Die Presse (A), 5.12.2000

Türkischer Geheimdienst für Kurden-TV

Ankara wandte sich sofort gegen den Vorstoß; aber die Kurden-Debatte ist etwas in Bewegung geraten.

Von unserem Korrespondenten JAN KEETMAN

ISTANBUL. Der sanfte Druck der Europäischen Union auf die Türkei scheint langsam Früchte zu tragen. Der Chef des türkischen Geheimdienstes MIT, Senkal Atasagun, ließ dieser Tage mit einem geradezu revolutionären Vorschlag aufhorchen: Es solle doch erwogen werden, einen kurdischen Fernsehsender zuzulassen, um das Feld nicht ganz der separatistischen Konkurrenz von der Kurdischen Arbeiterpartei PKK zu überlassen, regte Atasagun an.

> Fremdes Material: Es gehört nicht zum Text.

Issue #5, opened 2015-01-26
onProgress has no state at the end of a download


shaunmulligan:
The onProgress callback from `resin.models.os.download` doesn't return `state` when it reaches the end of the download.

Using the example `resin.models.os.download` code:

```
parameters =
		network: 'ethernet'
		appId: 91

resin.models.os.download parameters, '/opt/os.zip', (error) ->
		throw error if error?
	, (state) ->
		console.log "Total: #{state.total}"
		console.log "Received: #{state.received}"
```
gives the error:

```
Total: 107564591
Received: 106094176
Total: 107564591
Received: 106946144

/Users/hobochild/Documents/resin/autoTestPi/app.coffee:41
          console.log("Total: " + state.total);
                                       ^
TypeError: Cannot read property 'total' of undefined
  at Request.<anonymous> (/Users/hobochild/Documents/resin/autoTestPi/app.coffee:27:38)
  at Request.emit (events.js:117:20)
  at IncomingMessage.<anonymous> (/Users/hobochild/Documents/resin/autoTestPi/node_modules/resin-sdk/node_modules/request/request.js:1266:12)
  at IncomingMessage.emit (events.js:117:20)
  at _stream_readable.js:938:16
  at process._tickCallback (node.js:419:13)
```

jviotti:
An easy fix is to add `return if not state?` at the beginning of the `onProgress()` callback, however we should prevent `onProgress()` to get called with no state in the last call.

jviotti:
The issue is fixed now. `return if no state?` is not necessary anymore.

PR #9, opened 2015-02-04
Make sure status is never undefined in onProgress server callback #5

jviotti:


lib/server.coffee
```diff
@@ -111,7 +113,6 @@ exports.request = (options = {}, outerCallback, onProgress) ->
 				progress(request(options))
 					.on('progress', onProgress)
 					.on('error', outerCallback)
-					.on('end', onProgress)
```
Page-: Is it worth it/useful to still expose the `end` event?

Page-:
Is there anything that can be done about the docs update noise?  It makes these PRs a lot harder to look at since there's a huge number of trivially changed files

jviotti:
@Page- I agree as well. JSDoc seems to update every file at every change (it's frustrating when developing as well, as it makes very difficult to commit part of my changes). It seems JSDoc updated the footer of every file with the new date. I'll investigate if I can prevent that from happening.

lib/server.coffee
jviotti: @Page- I've did some testing, at `close` handles all cases. Having the `end` listener call `onProgress` results in `onProgress` having a `null` state argument, and calling it with `outerCallback` made such callback be called twice (by `end` and `close`).

Page-: Doesn't `close` get called on `error` as well, which would result in a double call there?

jviotti: After some experimentation, `end` is not even being called by `node-request-progress`. Also by checking their example, they use `close` to determine the final callback, so I think we're good like it is (I wasn't able to reproduce a case where `outerCallback` was called twice neither).

Issue #7, opened 2015-01-29
Resin OS Download state


jviotti:
Extend `resin.models.os.download()` state to provide `eta`, `remaining`, etc.

Ideally, we can create a `ProgressState` class that provides an uniform interface to the state, and we can then make Resin CLI Visuals progress bar accept a `ProgressState` as an argument.

jviotti:
The implementation of the ProgressState class is complete. I'll move the Resin CLI Visuals progress bar accept a `ProcessState` as an argument to the relevant repository.

PR #10, opened 2015-02-04
Abstract progress state interface with ProgressState class

jviotti:
Partially completes #7.


lib/progress-state.coffee
```diff
@@ -0,0 +1,132 @@
...
+#		.on('progress', ProgressState.createFromNodeRequestProgress(onProgressCallback))
+#		.on('error', ...)
+#		.on('close', ...)
+###
+ProgressState.createFromNodeRequestProgress = (callback) ->
+	time = getCurrentTime()
+	received = 0
+
+	return (state) ->
+		newTime = getCurrentTime()
```
Page-: I'd change this to:
```coffee-script
newTime = getCurrentTime()
timeDelta = newTime - time
time = newTime
```
in order to keep the whole delta/update logic together, I was looking for other references to the old `time` in between and had to double check I didn't miss any.

jviotti: It indeed increases readability. Fixed in https://github.com/resin-io/resin-sdk/commit/16d6049fdad45314ae7579b3eb054d644e134c30.

Page-: Thanks

PR #11, opened 2015-02-05
Create a standardised set of Error subclasses

### LINKED ISSUE #6: Create a standardised set of Error subclasses
Use them throughout the SDK and document them accordingly.

jviotti:
- Use them in trough the SDK.
- Includes documentation.

Closes #6.


lib/errors.coffee
```diff
@@ -1,165 +1,956 @@
...
+
+		###*
+		# @name message
+		# @type String
+		# @memberof errors.ResinInvalidDeviceType
+		# @instance
+		# @constant
+		# @default Invalid device type: this.type
+		###
+		@message = "Invalid device type: #{@type}"
```
Page-: You should change this to `super("Invalid device type: #{@type}")` so that you call the `typed-error` constructor (which handles stack trace construction and the like) - when you have no explicit constructor then it defaults to just calling the parent constructor with all arguments.

jviotti: @Page- Please take a look at https://github.com/resin-io/resin-sdk/pull/13.

PR #13, opened 2015-02-06
Call TypedError constructor with the message

jviotti:
As noted in https://github.com/resin-io/resin-sdk/pull/11#discussion_r24239432.


Page-:
LGTM

PR #33, opened 2015-03-20
Reference applications and devices by name instead of id

jviotti:


lib/models/device.coffee
```diff
@@ -96,23 +130,46 @@ exports.getAllByApplication = (applicationId, callback) ->
...
+
+	username = token.getUsername()
+
+	if not username?
+		return callback(new errors.ResinNotLoggedIn())
+
 	return pine.get
 		resource: 'device'
-		id: deviceId
+		name: name
```
Page-: This needs to be in a filter

lib/models/device.coffee
```diff
@@ -131,17 +188,33 @@ exports.get = (deviceId, callback) ->
...
+	if not _.isFunction(callback)
+		throw new errors.ResinInvalidParameter('callback', callback, 'not a function')
+
+	if not token.getUsername()?
+		return callback(new errors.ResinNotLoggedIn())
+
 	return pine.delete
 		resource: 'device'
-		id: id
+		name: name
```
Page-: This needs to be in a filter

lib/models/device.coffee
```diff
@@ -193,12 +282,34 @@ exports.identify = (uuid, callback) ->
...
+	if not _.isFunction(callback)
+		throw new errors.ResinInvalidParameter('callback', callback, 'not a function')
+
+	if not token.getUsername()?
+		return callback(new errors.ResinNotLoggedIn())
+
 	return pine.patch
 		resource: 'device'
-		id: id
+		name: name
```
Page-: This needs to be in a filter

lib/models/device.coffee
```diff
@@ -212,19 +323,41 @@ exports.rename = (id, name, callback) ->
...
```
Page-: This needs to be in a filter

lib/models/device.coffee
jviotti: Fixed.

lib/models/device.coffee
jviotti: Fixed.

lib/models/device.coffee
jviotti: Fixed.

jviotti:
@Page- Can you re check that the filters are applied correctly on the places you commented please?

PR #35, opened 2015-04-27
Check that device uuid is valid in logs

jviotti:


jviotti:
Fixes https://github.com/resin-io/resin-cli/issues/13.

Sein Stellvertreter Mikdat Alpay ergänzte, daß der Staat, um die Rebellion der PKK ganz niederzuschlagen, mit den Leuten kommunizieren müsse. Dies sei aber nur auf Kurdisch möglich, da 60 Prozent der kurdischen Frauen weiterhin kein Türkisch verstünden. Die zentrale Entscheidungsgewalt der Türkei, der unter starkem Einfluß des Militärs stehende Nationale Sicherheitsrat, wandte sich sofort gegen diese Idee des Geheimdienstes . War das nun ein Versuchsballon? Immerhin scheint die die EU mit ihren Forderungen nun nicht mehr ganz so allein zu sein. Die EU-Kommission hat sich in ihrem Entwurf für die Beitrittsbedingungen der Türkei - ohne das Kind beim Namen zu nennen - für kurdischen Unterricht und kurdisches Fernsehen stark macht. Die konkreten Fortschritte in der Türkei nehmen sich freilich bescheiden aus. So hat ein türkisches Gericht einem Sender in der Kurden-Metropole Diyarbakir erlaubt, in Reportagen wenigstens "teilweise" Interviews in Kurdisch auszustrahlen. Geklagt hatte der in Diyarbakir ansässige regionale Fernsehsender Can TV, der aufgrund einiger kurdischer Passagen in einer Sendung geschlossen wurde.

Der Sender bekam vor Gericht dann sogar von der Staatsanwaltschaft Recht. Der Staatsanwalt am Oberverwaltungsgericht, Öcal Beninktan, erklärte, wenn in einer Sendung "teilweise" eine "Fremdsprache" verwendet werde, so verletze dies nicht das berühmte Gesetz 3984, nachdem Radio- und Fernsehsendungen vollständig in Türkisch sein müssen. Das Gericht widersprach auch der Auffassung der Polizeidirektion, daß es dem Sender verboten sei, "immerfort" kurdische Musik zu senden und während einer Live-Sendung Gespräche in Kurdisch zu führen. Über die Schließung des Senders müsse deshalb erneut verhandelt werden. Nicht bühnenreif

Bühnenreif ist Kurdisch in der Türkei bis heute nicht. Jedenfalls bestätigte ein Gericht in Ankara, daß das Theaterstück "Die Republik der Irren" von Kemal Ulusoy nicht auf Kurdisch aufgeführt werden darf. Den Gebrauch des Kurdischen fanden die Richter nämlich dazu geeignet, "die Gesellschaft ethnisch zu spalten und in der Gesellschaft die Empfindungen von Haß zu vermehren." Strikt verboten ist nach wie vor der Gebrauch des Kurdischen in der Schule, und selbst das Abhalten von Sprachkursen durch private Träger ist untersagt. Dazu dient ein Gesetz aus der Zeit der Militärherrschaft von 1980, das die Anzahl der Fremdsprachen, die in der Türkei unterrichtet werden dürfen, auf neun beschränkt; Kurdisch ist natürlich nicht darunter.